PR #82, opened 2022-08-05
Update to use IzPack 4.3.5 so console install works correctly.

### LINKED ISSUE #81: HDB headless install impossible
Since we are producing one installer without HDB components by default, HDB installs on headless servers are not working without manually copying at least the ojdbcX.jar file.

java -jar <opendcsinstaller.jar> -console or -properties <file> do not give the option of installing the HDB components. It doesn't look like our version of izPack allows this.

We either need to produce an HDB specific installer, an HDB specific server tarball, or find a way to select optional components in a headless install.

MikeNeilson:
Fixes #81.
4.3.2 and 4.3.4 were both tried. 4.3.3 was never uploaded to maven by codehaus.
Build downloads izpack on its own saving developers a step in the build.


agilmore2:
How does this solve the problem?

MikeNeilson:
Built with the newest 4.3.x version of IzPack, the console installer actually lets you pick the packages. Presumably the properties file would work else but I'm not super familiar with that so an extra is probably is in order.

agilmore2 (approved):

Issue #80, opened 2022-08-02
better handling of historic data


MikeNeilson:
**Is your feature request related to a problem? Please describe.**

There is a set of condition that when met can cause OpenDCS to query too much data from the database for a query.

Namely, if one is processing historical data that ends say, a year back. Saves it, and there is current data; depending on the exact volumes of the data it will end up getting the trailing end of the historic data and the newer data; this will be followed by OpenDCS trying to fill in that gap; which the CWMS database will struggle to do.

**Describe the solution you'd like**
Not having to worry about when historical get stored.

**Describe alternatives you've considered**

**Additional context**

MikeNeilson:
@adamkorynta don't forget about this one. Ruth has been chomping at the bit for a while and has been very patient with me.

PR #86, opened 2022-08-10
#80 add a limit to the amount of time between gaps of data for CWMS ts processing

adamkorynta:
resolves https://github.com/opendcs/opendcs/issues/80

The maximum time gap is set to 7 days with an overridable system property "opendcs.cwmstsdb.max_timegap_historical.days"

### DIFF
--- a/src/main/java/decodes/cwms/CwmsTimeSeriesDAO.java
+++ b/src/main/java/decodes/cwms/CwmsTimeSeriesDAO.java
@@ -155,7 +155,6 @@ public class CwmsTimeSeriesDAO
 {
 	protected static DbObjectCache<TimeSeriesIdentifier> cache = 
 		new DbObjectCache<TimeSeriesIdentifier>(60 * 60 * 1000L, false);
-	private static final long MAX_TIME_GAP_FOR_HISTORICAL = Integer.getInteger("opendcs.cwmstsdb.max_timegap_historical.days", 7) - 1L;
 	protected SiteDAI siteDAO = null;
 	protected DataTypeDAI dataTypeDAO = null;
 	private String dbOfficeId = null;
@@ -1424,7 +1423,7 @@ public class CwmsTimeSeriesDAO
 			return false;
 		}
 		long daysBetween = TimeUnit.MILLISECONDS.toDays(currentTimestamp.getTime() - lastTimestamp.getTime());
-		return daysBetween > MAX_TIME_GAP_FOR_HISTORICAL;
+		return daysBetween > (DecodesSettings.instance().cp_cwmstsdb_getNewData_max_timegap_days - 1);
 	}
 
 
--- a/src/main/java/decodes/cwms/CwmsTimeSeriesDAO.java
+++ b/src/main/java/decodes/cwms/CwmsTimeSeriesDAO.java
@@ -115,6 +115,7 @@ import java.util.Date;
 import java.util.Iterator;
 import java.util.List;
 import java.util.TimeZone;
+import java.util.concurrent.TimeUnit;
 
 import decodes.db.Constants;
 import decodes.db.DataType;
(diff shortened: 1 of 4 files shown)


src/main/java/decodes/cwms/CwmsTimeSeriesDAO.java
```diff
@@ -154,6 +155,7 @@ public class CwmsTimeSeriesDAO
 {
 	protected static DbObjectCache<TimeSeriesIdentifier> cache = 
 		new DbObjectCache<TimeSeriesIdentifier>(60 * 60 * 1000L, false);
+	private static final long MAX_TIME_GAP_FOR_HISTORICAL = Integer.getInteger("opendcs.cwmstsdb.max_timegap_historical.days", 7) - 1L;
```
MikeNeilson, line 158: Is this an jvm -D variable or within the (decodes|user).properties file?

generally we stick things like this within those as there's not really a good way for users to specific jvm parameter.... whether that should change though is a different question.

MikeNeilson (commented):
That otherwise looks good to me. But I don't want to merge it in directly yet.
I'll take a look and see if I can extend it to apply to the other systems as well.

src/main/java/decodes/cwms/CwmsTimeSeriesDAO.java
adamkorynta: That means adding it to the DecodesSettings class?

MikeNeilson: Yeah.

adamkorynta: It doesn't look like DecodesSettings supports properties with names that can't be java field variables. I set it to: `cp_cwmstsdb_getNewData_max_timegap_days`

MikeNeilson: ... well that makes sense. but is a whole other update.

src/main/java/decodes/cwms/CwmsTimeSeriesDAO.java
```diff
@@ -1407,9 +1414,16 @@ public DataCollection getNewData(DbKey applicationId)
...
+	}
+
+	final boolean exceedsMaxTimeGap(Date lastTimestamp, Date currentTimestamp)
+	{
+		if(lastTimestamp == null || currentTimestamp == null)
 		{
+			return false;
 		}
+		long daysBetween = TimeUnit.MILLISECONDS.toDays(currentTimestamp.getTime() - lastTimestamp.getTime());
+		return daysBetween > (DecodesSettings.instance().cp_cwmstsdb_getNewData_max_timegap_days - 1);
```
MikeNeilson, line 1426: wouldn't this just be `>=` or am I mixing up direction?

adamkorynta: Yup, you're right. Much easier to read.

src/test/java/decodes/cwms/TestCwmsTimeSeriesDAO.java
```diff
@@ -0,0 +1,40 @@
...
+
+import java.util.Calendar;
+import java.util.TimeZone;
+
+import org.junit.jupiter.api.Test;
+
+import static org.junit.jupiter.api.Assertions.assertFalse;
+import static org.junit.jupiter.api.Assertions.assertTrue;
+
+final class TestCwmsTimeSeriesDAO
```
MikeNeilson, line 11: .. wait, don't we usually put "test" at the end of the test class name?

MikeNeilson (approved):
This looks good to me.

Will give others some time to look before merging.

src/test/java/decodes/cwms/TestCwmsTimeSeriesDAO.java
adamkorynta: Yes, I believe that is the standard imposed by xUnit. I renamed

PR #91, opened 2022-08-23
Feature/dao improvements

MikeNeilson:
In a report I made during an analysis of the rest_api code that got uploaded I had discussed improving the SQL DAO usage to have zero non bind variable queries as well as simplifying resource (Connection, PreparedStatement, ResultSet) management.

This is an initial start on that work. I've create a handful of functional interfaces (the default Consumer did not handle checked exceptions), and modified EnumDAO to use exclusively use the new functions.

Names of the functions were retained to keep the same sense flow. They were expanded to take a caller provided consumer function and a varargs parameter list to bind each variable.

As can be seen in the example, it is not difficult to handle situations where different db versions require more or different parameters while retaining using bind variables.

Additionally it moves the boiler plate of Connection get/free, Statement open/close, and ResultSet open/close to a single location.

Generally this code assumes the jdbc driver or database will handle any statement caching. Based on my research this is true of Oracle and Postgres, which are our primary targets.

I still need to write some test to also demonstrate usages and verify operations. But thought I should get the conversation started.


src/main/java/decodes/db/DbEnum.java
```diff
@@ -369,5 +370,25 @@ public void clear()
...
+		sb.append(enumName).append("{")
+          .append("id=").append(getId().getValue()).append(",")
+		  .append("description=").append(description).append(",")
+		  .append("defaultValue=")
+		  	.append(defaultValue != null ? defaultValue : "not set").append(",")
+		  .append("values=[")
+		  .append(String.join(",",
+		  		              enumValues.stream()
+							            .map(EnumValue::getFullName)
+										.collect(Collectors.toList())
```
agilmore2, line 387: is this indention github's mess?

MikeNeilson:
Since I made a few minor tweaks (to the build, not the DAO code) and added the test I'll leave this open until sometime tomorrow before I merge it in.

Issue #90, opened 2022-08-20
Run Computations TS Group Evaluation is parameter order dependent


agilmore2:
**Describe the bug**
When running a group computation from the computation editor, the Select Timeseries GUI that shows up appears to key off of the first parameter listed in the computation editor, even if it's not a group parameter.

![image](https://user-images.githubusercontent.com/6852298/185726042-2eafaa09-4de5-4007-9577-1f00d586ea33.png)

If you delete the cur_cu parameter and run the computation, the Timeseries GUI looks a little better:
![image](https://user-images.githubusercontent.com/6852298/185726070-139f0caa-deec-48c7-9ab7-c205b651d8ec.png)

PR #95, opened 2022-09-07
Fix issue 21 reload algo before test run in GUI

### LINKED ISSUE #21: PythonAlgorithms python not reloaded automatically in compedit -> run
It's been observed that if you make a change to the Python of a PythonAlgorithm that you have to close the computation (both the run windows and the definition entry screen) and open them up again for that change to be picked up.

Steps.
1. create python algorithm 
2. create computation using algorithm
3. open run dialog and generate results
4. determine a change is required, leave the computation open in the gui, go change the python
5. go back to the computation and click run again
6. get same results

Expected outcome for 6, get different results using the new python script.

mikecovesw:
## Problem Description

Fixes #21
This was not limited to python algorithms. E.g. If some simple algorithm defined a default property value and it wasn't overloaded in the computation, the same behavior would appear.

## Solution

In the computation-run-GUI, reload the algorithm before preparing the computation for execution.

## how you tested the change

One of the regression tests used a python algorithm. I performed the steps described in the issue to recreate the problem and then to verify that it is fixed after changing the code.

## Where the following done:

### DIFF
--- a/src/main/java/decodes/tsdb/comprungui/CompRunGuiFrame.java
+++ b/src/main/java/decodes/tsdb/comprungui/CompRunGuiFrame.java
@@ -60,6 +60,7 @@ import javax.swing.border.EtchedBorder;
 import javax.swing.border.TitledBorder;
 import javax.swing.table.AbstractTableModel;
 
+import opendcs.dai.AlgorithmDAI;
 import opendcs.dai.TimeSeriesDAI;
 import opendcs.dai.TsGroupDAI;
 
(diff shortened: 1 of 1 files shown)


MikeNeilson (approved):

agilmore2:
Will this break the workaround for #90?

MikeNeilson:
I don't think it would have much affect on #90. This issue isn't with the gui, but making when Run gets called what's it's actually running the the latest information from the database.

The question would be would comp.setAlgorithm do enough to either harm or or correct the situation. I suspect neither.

The task: Using the data above, transcribe the lines that run from the line with "How does this solve the problem?" to the line with "There is a set", both ends kept, and output nothing else.

Written solution:
How does this solve the problem?

MikeNeilson:
Built with the newest 4.3.x version of IzPack, the console installer actually lets you pick the packages. Presumably the properties file would work else but I'm not super familiar with that so an extra is probably is in order.

agilmore2 (approved):

Issue #80, opened 2022-08-02
better handling of historic data


MikeNeilson:
**Is your feature request related to a problem? Please describe.**

There is a set of condition that when met can cause OpenDCS to query too much data from the database for a query.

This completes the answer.